When the great Lord Curzon was Viceroy of India, it was his view that pomp and circumstance had a very definite importance and when touring the provinces as he did from time to time, it was understood that whenever the occasion demanded, a band would be present to play "God Save the Queen" as he stepped from his car. In one remote area the only band available was an extremely inexperienced one at the Anglican mission and when, due to a change in schedule, it was announced that the viceroy would be stopping in the community, there was great consternation for the local band could not play "God Save the Queen". After lengthy discussion, a decision was made, however, and a suitable selection from the very limited repertoire-it came to pass that when the great man alighted from the train, the band swung into "Holy, Holy, Holy, Lord God Almighty". Curzon's reaction is not recorded but it could be that he felt the selection quite appropriate.

It is unlikely that our present speaker during his tour as High Commissioner encountered similar problems since times have changed a bit.

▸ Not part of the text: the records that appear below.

PR #758, opened 2026-07-13
 Modified observedGenererationLocal/Remote value for CRTB Status field test

joesims22:
Checks on the observedGenerationLocal/Remotehave value been modified to handle at least one reconciliation occurring to the CRTB status. This should eliminate flaky tests that were failing due to reconciliation timing.


Priyashetty17 (approved):
lgtm

PR #759, opened 2026-07-13
add security group cleanup to custodian

slickwarren:


scripts/custodian/aws.yaml
```diff
@@ -497,3 +497,36 @@ policies:
...
+  filters:
+    - 'tag:DoNotDelete': absent
+    - 'tag:doNotDelete': absent
+    - type: unused
+    - GroupName: {op: ne, value: default}
+    - type: marked-for-op
+      tag: ec2_known_user
+      op: delete
+  actions:
+    - delete
```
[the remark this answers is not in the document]
slickwarren: the docs clearly say this is allowed and expected for this resource: https://cloudcustodian.io/docs/aws/resources/security-group.html#aws-security-group-actions-delete

floatingman (approved):

scripts/custodian/aws.yaml
```diff
@@ -497,3 +497,36 @@ policies:
...
     - type: delete
+
+# Security Groups
+- name: schedule-delete-securitygroup
+  resource: security-group
+  description: |
+    Mark unused, non-default security groups for deletion.
+  filters:
+    - 'tag:DoNotDelete': absent
+    - 'tag:doNotDelete': absent
```
hamistao, line 508: Same filter twice?

scripts/custodian/aws.yaml
```diff
@@ -497,3 +497,36 @@ policies:
...
+    - 'tag:ec2_known_user': absent
```
hamistao, line 509: can you please elaborate on what this tag does?

scripts/custodian/aws.yaml
```diff
@@ -497,3 +497,36 @@ policies:
       op: eq
   actions:
     - type: delete
+
+# Security Groups
+- name: schedule-delete-securitygroup
+  resource: security-group
+  description: |
+    Mark unused, non-default security groups for deletion.
+  filters:
```
hamistao, line 506: Not that it matters much but would it be possible to filter for resources that are already marked?

khushboo-rancher (commented):
Thanks!
Overall looks good. Just couple of questions:
1. I'm not sure about nested operators support like `{op: ne, value: default}`. Do we want to make it consistent with file and use a standard `type: value`?
```
- type: value
      key: GroupName
      op: ne
      value: default
```
2. nit - Do we want to make `action: delete` consistent with the file as below?
```
actions:
    - type: delete
```

scripts/custodian/aws.yaml
```diff
@@ -497,3 +497,36 @@ policies:
...
+    - 'tag:DoNotDelete': absent
+    - 'tag:doNotDelete': absent
+    - 'tag:ec2_known_user': absent
+    - type: unused
+    - GroupName: {op: ne, value: default}
+  actions:
+    - type: mark-for-op
+      tag: ec2_known_user
+      op: delete
+      days: 3
```
lscalabrini01, line 516: The ec2 instances use to be deleted in 2 days, could we change this value for 2?

lscalabrini01 (approved):

PR #762, opened 2026-07-14
Fix compare rancher tag action to have latest-tag-v215 input

markusewalker:
This PR updates the compare rancher tag action to use the latest-tag-v215 input. This ensures that the action references the intended tag version for comparison.


markusewalker:
As mentioned offline, this PR is addressing a release automation issue. Check Rancher Tag will run soon, so will merge once the CI passes.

Mr. Reid was born in Campbellford, Ontario, graduated from Trinity College, University of Toronto, and attended Oxford University as a Rhodes Scholar. He was later a Rockefeller Fellow in the Social Sciences and from 1932 to 1938 was National Secretary to the Canadian Institute of International Affairs, in 1937 assuming his duties as Acting Professor of Government at Dalhousie University. He joined the Canadian Foreign Service in January, 1939, was Canadian High Commissioner to India from 1952 to '57 and Canadian Ambassador to Germany from 1958 to '62. He attended the first three sessions of the General Assembly of the United Nations. From 1962 to 1965 Mr. Reid was Director of the South-Asia and Middle East Department of the World Bank in Washington. He is now Principal of Glendon College at York University, Toronto.

In view of my own vocation, I hesitate to comment on the direction in which our speaker was moving when he left the field of diplomacy for the field of banking. It may have been a question of missionary zeal and desire to do what he could to improve the standards in what has been described as a damnable profession. However, his latest appointment quite obviously represents a return to respectability, although even the academic life is not without its perils and I do hope that he will not emulate Socrates in whose last cocktail the olive had been replaced by a dash of hemlock.

Gentlemen--a man of quite exceptional talent whose career in three separate fields has been one of uniform success. A diplomat, a banker and now-and perhaps most important of all-the Principal of Glendon College at York University, Mr. Escott Reid.

MR. REID:

I owe an immeasurable debt of gratitude to the government and people of Canada for having had the privilege of serving as their representative in India for four and a half years. These were among the happiest years in my life. To the World Bank I owe the privilege of having directed the Bank's operations in Pakistan and India for three years and of having been able to make long visits to both countries on the business of the Bank.

But here I have a confession to make. My affection for the land and the peoples of India and Pakistan is such that I cannot pretend, and I will not pretend, to discuss the problems and prospects of Pakistan and India as if these countries were abstractions or pawns or counters in a game.

Because of my four and a half years in India, India is most certainly no abstraction to me. When I think of India I think of senior civil servants who have been overworking for 25 years to build their country; ambitious forceful creative businessmen; poverty-stricken, colourful, hard-working, gay Rajasthan peasants; Calcutta slum dwellers; the philosopherPresident of India; the scholarly Muslim Vice-President; the Prime Minister on whose slim shoulders rests an almost intolerable burden of responsibility; a saintly Hindu agricultural scientist who passionately believes in the justice of India's case in Kashmir; my memories of one of the greatest men of this age, Nehru; the beauties of mountains and plains, of ancient monuments and holy shrines; the hope that refreshes the heart at the sight of a peasant who has doubled his food production by using improved methods and improved seeds.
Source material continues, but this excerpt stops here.